Dynamics of metrics in measure spaces and their asymptotic invariants

TL;DR

This paper introduces scaling entropy as a more powerful metric invariant for measure-preserving actions, replacing traditional partition techniques with metric iteration, and proposes a new geometric framework for understanding entropy and dynamical systems.

Contribution

It defines scaling entropy, develops a metric-based approach to ergodic theory, and proposes a research program on asymptotic metric dynamics in measure spaces.

Findings

Scaling entropy is a more powerful invariant than traditional entropy.

A new metric iteration approach replaces measurable partitions.

The framework links entropy to asymptotic Hausdorff dimension.

Abstract

We discuss the Kolmogorov's entropy and Sinai's definition of it; and then define a deformation of the entropy, called {\it scaling entropy}; this is also a metric invariant of the measure preserving actions of the group, which is more powerful than the ordinary entropy. To define it, we involve the notion of the $\epsilon$-entropy of a metric in a measure space, also suggested by A. N. Kolmogorov slightly earlier. We suggest to replace the techniques of measurable partitions, conventional in entropy theory, by that of iterations of metrics or semi-metrics.
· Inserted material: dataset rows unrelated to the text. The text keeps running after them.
PR #402, opened 2026-07-01
Replace GridFittedBottom with PartialCellBottom

glwagner:
I also removed `active_cells_map`... hopefully `true` is default, if not we should change that.


simone-silvestri (approved):
I am not sure the default is true

glwagner:
should we merge this?

alesok:
I am afraid the default is false
```julia
function ImmersedBoundaryGrid(grid::AbstractUnderlyingGrid, ib::AbstractImmersedBoundary;
                              active_cells_map::Bool=false,
                              active_z_columns::Bool=active_cells_map)
```
Sorry

glwagner:
I think we should merge this anyway, and fix the problem of a poorly chosen default in Oceananigans later.

PR #404, opened 2026-07-01
Add DerivedDatasetBackend for lazily computed FieldTimeSeries

xkykai:
## Problem

`ERA5PrescribedAtmosphere` keeps five of its six variables behind a partly-in-memory `DatasetBackend` (only `time_indices_in_memory` slices resident), but specific humidity — which has no native ERA5 single-level variable and must be derived from dewpoint and pressure — was materialized **eagerly over the entire date range** into a fully in-memory `FieldTimeSeries` at construction. Two consequences:

- memory for the humidity series scales with forcing length, defeating the laziness of everything else (the ceiling that matters for long calibration runs against disk-backed reanalysis, cf. the Path A / streamed-forcing workstream);
- the construction-time sweep indexes `Tᵈ[n]`, `p[n]` for every `n`, repeatedly reloading the sources' small windows from disk.

## Design

`DerivedDatasetBackend` is a sibling of `DatasetBackend` living next to it in `dataset_backend.jl`. It carries a kernel function, a tuple of source `FieldTimeSeries`, and extra parameters; its `set!` fills each resident slice by evaluating a `KernelFunctionOperation` of

```
func(i, j, k, grid, source_slices..., parameters...)
```

over the corresponding source slices. Indexing a source slice outside its resident window repositions that window lazily, so the derived series is exactly as lazy as its sources. The generic `update_field_time_series!` machinery handles window sliding (forward, backward, and `Cyclical` wrap) unchanged, and the backend `Adapt`s by dropping its host-only closure state, mirroring `DatasetBackend`.

`ERA5PrescribedAtmosphere` then builds `qᵛ` in one line with the same `time_indices_in_memory` as the other variables. **No API change** — the derived series behaves like any partly-in-memory `FieldTimeSeries`, including in-loop `fts[Time(t)]` sampling by the coupled model.

The backend is generic on purpose: any derived forcing variable (wind-speed magnitude, unit conversions with multiple inputs, JRA55-style combinations) can use it.

## Validation

- `test/test_derived_dataset_backend.jl` (new, auto-discovered, no downloads): synthetic two-source product and a parameterized single-source scaling on a small grid; verifies values against direct computation while sliding the window forward, jumping backward, and wrapping past the last index, and asserts the resident-slice count never exceeds the window. Passes locally (21/21).
- Integration check against cached ERA5 (Apr 1–6 2020, 1°×1° box): the constructed atmosphere's humidity backend is `DerivedDatasetBackend(1, 8)` over 133 hourly slices (buffer holds 8 slices, not 133), and every lazily computed slice — including backward window jumps — matches the direct `specific_humidity_from_dewpoint` kernel evaluation bit-for-bit.

## Notes for review

- `min(time_indices_in_memory, length(times))` mirrors the clamp the `Metadata`-based constructor applies to the source series.
- The stale `KernelFunctionOperation` import in `ERA5_prescribed_atmosphere.jl` was removed (the ExplicitImports QA test would flag it); the backend file imports it instead.
- Sources are required to share the derived series' grid and times; this is documented rather than checked, matching the trust level of the surrounding code. Happy to add a constructor assertion if preferred.

### DIFF
--- a/src/DataWrangling/dataset_backend.jl
+++ b/src/DataWrangling/dataset_backend.jl
@@ -1,3 +1,5 @@
+using Oceananigans: location
+using Oceananigans.AbstractOperations: KernelFunctionOperation
 using Oceananigans.OutputReaders: Cyclical, AbstractInMemoryBackend, FlavorOfFTS, time_indices
 
 import Oceananigans.OutputReaders: new_backend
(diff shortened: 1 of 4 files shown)


src/DataWrangling/dataset_backend.jl
```diff
@@ -98,3 +100,66 @@ function set!(fts::DatasetFieldTimeSeries, backend=fts.backend)
 
     return nothing
 end
+
+"""
+    DerivedDatasetBackend{F, S, P} <: AbstractInMemoryBackend{Int}
```
simone-silvestri: maybe `DerivedInMemoryBackend`? this is more similar to `InMemory` than `DatasetBackend`

simone-silvestri:
nice feature. Should it be in Oceananigans though? Maybe we can move it after if you need it immediately?

xkykai:
> nice feature. Should it be in Oceananigans though? Maybe we can move it after if you need it immediately?

Can move to Oceananigans too, but I suppose this is an extension of `DatasetBackend`, which lives on NumericalEarth. Should we keep it here instead? Maybe in the future we would want to migrate also `DatasetBackend` to Oceananigans?

src/DataWrangling/dataset_backend.jl
xkykai: Agreed — renamed to `DerivedInMemoryBackend` (and the test file to match) in 3fee8cdd.

simone-silvestri:
It looks like an extension of `AbstractInMemoryBackend` which is an Oceananigans type no? It seems like it is "data agnostic", it does not know anything of an underlying dataset

xkykai:
> It looks like an extension of `AbstractInMemoryBackend` which is an Oceananigans type no? It seems like it is "data agnostic", it does not know anything of an underlying dataset

agreed, let me move it to oceananigans

xkykai:
migrated to https://github.com/CliMA/Oceananigans.jl/pull/5750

This leads us to the key idea of this paper which as we hope is the answer on the old question: what is the natural context in which one should consider the entropy of measure-preserving actions of groups? the same question about its generalizations--scaling entropy, and more general problems of ergodic theory. Namely, we propose a certain research program, called {\it asymptotic dynamics of metrics in a measure space}, in which, for instance, the generalized entropy is understood as {\it the asymptotic Hausdorff dimension of a sequence of metric spaces associated with dynamical system.} As may be supposed, the metric isomorphism problem for dynamical systems as a whole also gets a new geometric interpretation.